[Collection entries]
▬▬▬▬▬▬▬▬▬▬

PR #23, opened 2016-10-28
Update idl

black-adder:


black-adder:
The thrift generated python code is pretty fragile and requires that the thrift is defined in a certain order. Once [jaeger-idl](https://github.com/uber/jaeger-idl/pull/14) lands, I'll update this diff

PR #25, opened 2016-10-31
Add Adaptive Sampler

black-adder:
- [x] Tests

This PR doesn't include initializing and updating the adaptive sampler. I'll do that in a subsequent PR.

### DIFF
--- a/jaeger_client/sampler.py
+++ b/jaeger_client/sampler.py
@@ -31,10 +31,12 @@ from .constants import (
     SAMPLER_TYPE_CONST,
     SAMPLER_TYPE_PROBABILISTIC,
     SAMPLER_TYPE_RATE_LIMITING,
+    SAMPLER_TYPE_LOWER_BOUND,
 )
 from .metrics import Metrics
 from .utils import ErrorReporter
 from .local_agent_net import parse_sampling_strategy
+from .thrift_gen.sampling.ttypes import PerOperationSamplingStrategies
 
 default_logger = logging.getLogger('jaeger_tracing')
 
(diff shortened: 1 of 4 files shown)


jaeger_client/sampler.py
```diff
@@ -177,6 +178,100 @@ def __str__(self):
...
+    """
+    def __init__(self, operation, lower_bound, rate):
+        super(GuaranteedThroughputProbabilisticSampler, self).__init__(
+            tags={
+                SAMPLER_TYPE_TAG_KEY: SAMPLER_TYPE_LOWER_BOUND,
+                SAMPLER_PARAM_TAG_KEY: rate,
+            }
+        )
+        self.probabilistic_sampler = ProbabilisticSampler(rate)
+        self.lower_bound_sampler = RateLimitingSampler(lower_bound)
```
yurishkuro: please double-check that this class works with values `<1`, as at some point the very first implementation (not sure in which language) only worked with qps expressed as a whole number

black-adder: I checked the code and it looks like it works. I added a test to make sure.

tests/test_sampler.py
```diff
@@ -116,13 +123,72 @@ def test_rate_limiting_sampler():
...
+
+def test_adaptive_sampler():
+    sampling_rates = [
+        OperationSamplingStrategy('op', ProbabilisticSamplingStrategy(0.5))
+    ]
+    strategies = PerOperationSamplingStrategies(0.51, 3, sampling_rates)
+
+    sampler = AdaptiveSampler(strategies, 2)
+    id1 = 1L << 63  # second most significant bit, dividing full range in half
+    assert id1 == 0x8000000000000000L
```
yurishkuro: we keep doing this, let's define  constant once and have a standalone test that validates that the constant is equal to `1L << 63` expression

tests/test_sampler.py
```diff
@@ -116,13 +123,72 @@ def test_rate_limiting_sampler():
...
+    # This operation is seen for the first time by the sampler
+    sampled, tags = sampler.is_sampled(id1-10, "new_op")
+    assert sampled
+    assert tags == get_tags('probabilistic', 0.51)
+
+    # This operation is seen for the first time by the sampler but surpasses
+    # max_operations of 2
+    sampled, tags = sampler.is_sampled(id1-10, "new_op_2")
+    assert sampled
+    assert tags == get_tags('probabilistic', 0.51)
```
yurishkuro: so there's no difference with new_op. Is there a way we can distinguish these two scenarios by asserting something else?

▬▬▬▬▬▬▬▬▬▬

- _The problem_:
From the records above, please extract every line and repeat it exactly.

- _Response_:
PR #23, opened 2016-10-28
Update idl

black-adder:


black-adder:
The thrift generated python code is pretty fragile and requires that the thrift is defined in a certain order. Once [jaeger-idl](https://github.com/uber/jaeger-idl/pull/14) lands, I'll update this diff

PR #25, opened 2016-10-31
Add Adaptive Sampler

black-adder:
- [x] Tests

This PR doesn't include initializing and updating the adaptive sampler. I'll do that in a subsequent PR.

### DIFF
--- a/jaeger_client/sampler.py
+++ b/jaeger_client/sampler.py
@@ -31,10 +31,12 @@ from .constants import (
     SAMPLER_TYPE_CONST,
     SAMPLER_TYPE_PROBABILISTIC,
     SAMPLER_TYPE_RATE_LIMITING,
+    SAMPLER_TYPE_LOWER_BOUND,
 )
 from .metrics import Metrics
 from .utils import ErrorReporter
 from .local_agent_net import parse_sampling_strategy
+from .thrift_gen.sampling.ttypes import PerOperationSamplingStrategies
 
 default_logger = logging.getLogger('jaeger_tracing')
 
(diff shortened: 1 of 4 files shown)


jaeger_client/sampler.py
```diff
@@ -177,6 +178,100 @@ def __str__(self):
...
+    """
+    def __init__(self, operation, lower_bound, rate):
+        super(GuaranteedThroughputProbabilisticSampler, self).__init__(
+            tags={
+                SAMPLER_TYPE_TAG_KEY: SAMPLER_TYPE_LOWER_BOUND,
+                SAMPLER_PARAM_TAG_KEY: rate,
+            }
+        )
+        self.probabilistic_sampler = ProbabilisticSampler(rate)
+        self.lower_bound_sampler = RateLimitingSampler(lower_bound)
```
yurishkuro: please double-check that this class works with values `<1`, as at some point the very first implementation (not sure in which language) only worked with qps expressed as a whole number

black-adder: I checked the code and it looks like it works. I added a test to make sure.

tests/test_sampler.py
```diff
@@ -116,13 +123,72 @@ def test_rate_limiting_sampler():
...
+
+def test_adaptive_sampler():
+    sampling_rates = [
+        OperationSamplingStrategy('op', ProbabilisticSamplingStrategy(0.5))
+    ]
+    strategies = PerOperationSamplingStrategies(0.51, 3, sampling_rates)
+
+    sampler = AdaptiveSampler(strategies, 2)
+    id1 = 1L << 63  # second most significant bit, dividing full range in half
+    assert id1 == 0x8000000000000000L
```
yurishkuro: we keep doing this, let's define  constant once and have a standalone test that validates that the constant is equal to `1L << 63` expression

tests/test_sampler.py
```diff
@@ -116,13 +123,72 @@ def test_rate_limiting_sampler():
...
+    # This operation is seen for the first time by the sampler
+    sampled, tags = sampler.is_sampled(id1-10, "new_op")
+    assert sampled
+    assert tags == get_tags('probabilistic', 0.51)
+
+    # This operation is seen for the first time by the sampler but surpasses
+    # max_operations of 2
+    sampled, tags = sampler.is_sampled(id1-10, "new_op_2")
+    assert sampled
+    assert tags == get_tags('probabilistic', 0.51)
```
yurishkuro: so there's no difference with new_op. Is there a way we can distinguish these two scenarios by asserting something else?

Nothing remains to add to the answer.